Only one sailor from the 5,000-strong ship is now in hospital, down from the peak of nine earlier in the outbreak on the nuclear-powered carrier.
“The number of recovered Theodore Roosevelt sailors previously reported has been reset. Cases now are not counted as recovered until the sailor has had two successive negative tests,” the Navy update read.
With testing completed, the Navy has stopped providing daily updates on the number of sailors ashore and on the ship. It has not indicated the process of reembarking the ship.
The 955 cases on the carrier make up almost half of the Navy’s current total of 2,105 cases, which includes both military and civilian personnel.
The first and only COVID-19 death of a member of the military on active duty was a 41-year-old chief petty officer on the Theodore Roosevelt, who died on April 13 in a hospital in Guam.
The carrier is still sidelined in Guam where it has remained in port for the last month as the crew was systematically evacuated and tested as the ship was cleaned.

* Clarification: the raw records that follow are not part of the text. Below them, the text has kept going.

PR #480, opened 2015-05-13
Fix test in case of respone is nil

skywinder:
Fix test in case of response is `nil` (in my case it is) - we are get crash when try to unwrap optional variable and test not finished at all. So I add additional check, that response is not nil.

screen shot 2015-05-13 at 19 48 13


cnoon:
Thank you for your PR @skywinder. 

We're going to be reworking the entire test system in the `1.2.3` release coming very soon. We will be hardening the tests as well as adding safeguards around each test to ensure crashes cannot occur even if the tests fail.

I'm going to decline this PR because we're going to address this issue in a much bigger way. Thanks again. Cheers :beers:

Until last week, the carrier was the only one of some 90 deployed U.S. Navy ships to report an outbreak at sea. On April 24, however, the USS Kidd, a much smaller destroyer, headed back to port from deployment in the Caribbean after officials announced an outbreak.
“As of today, 45 percent of USS Kidd (DDG 100) crewmembers have been tested for COVID-19, with 47 total positive results,” said an April 27 Navy statement. “Two sailors have been medically evacuated to the United States. Fifteen sailors have been transferred to USS Makin Island (LHD 8) for monitoring due to persistent symptoms. None are in the ICU or on ventilators.”
According to the statement, all sailors on the ship are wearing PPE and N95 masks.
The Navy had learned lessons from other COVID-19 outbreaks, said chief Pentagon spokesperson Jonathan Rath Hoffman during a briefing with reporters on April 24.
“Within 24 hours of the first person who was symptomatic on the ship, they had a medical team on that ship doing detailed analysis and contact tracing and testing of members of the crew,” he said.
Small numbers of sailors assigned to 26 ships that are all currently in port—not deployed— have tested positive for the virus.
The Pentagon is prioritizing making sure crews are virus-free when they head out on deployment, which means concentrating testing and quarantine in the time window just before deployment.
The carrier USS Nimitz set sail for training yesterday—but only after a 27 quarantine period and testing all of the crew.
“Dealing with the challenges of the COVID pandemic has been difficult,” said Capt. Max Clark, commanding officer. “I give the crew all the credit. From the beginning, they have done all that I and Navy leadership have asked them to do—face coverings, social distancing, continuous ship sanitization, testing, and periods of quarantine; all executed with precision and professionalism.”
The Nimitz will pick up the baton from the Harry S. Truman, which has remained at sea despite coming to the end of its deployment, to ensure two U.S. aircraft carriers were at sea, COVID-19-free.
Military leaders continue to emphasize that U.S. military readiness is high, despite the pandemic, warning adversaries not to test them.